**YOUR OBJECTIVE**
Using the word "client" as the filter, copy each matching line from the records.

(Source records)
****
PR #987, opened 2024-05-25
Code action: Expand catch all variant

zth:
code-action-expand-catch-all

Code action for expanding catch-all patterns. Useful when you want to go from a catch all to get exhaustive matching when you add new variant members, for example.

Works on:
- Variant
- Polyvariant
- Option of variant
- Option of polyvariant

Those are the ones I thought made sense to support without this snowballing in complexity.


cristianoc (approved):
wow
****
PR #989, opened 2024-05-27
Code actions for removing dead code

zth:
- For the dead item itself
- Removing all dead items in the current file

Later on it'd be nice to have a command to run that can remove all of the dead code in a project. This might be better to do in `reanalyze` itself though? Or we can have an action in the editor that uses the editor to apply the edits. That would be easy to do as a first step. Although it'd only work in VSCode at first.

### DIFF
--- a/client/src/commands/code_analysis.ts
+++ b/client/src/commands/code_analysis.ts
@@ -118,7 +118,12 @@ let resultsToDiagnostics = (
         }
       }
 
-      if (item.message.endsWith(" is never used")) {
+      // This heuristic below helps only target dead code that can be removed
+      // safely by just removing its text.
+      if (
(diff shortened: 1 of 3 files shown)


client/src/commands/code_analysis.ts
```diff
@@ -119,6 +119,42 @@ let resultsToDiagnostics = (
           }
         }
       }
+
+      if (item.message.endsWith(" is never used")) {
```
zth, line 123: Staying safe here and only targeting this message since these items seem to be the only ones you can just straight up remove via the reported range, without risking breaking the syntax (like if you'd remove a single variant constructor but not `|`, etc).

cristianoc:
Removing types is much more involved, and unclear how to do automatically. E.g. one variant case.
****
**EXERCISE OUTPUT**
--- a/client/src/commands/code_analysis.ts
+++ b/client/src/commands/code_analysis.ts
client/src/commands/code_analysis.ts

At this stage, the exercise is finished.